How to determine notable change in a sequence of numbers?

390 Views Asked by At

I have a stream of numbers coming in at random intervals (measurements, if you will). Neighboring values are typically be very similar with very small differences, but from time to time, values will suddenly spike upwards or downwards or jump/fall to a new equilibrium and remain there. I'm trying to figure out a formula to detect those sudden changes or spikes.

Initially, I was thinking about using arithmetic mean of last n values and a fixed percentage difference from that mean to detect changes (and ignore small differences). However average doesn't change quite as fast as I would have wanted, even if I weigh it, so now I'm thinking of using standard deviation (or three) to detect outliers, because:

In a normal distribution, 68% of the observations fall within one standard deviation. 95% of the observations fall within two standard deviations. 99.7% of the observations fall within three standard deviations.

This is much better, but even when I use three standard deviations, there will be some outliers which fall outside of 99.7% but which are not significant as they don't have big enough difference from the standard to actually be outliers.

Is there a better measure which would allow me to detect sudden changes, but ignore small variations? The key requirement is that I don't want to have any constants in calculation; this has to work for situation when average difference between the values is 100 as well when it's 0.01. In the former, only outlier with at least, say, 150 difference from the mean is significant, while in the latter, the outlier with only 0.02 difference from the mean is important and should be detected.

1

There are 1 best solutions below

0
On

Did you try checking if a new number $a_n $ falls in the range $[(1-p)a_{n-1}, (1+p)a_{n-1}]$ with $p$ some small number like $0.05$ for example?

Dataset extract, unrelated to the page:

PR #1536, opened 2021-01-23
Make UserEditScreen stub more reasonable for CREATE

dhb52:
Fixes #

UserEditScreen stub more reasonable for CREATE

That would check if the new number was fairly close to the last one you had read. Does it work for you? If you do not wish to let it change to much, you could also check if it lie in the ranges $[(1-p)^2a_{n-2}, (1+p)^2a_{n-2}], \cdots, [(1-p)^ia_{n-i}, (1+p)^ia_{n-i}]$. You could then fine tune your criterion to find the better $p $ and the number $i $ of tests you would make.

Does this cut the trick for you? Do you need any additional properties?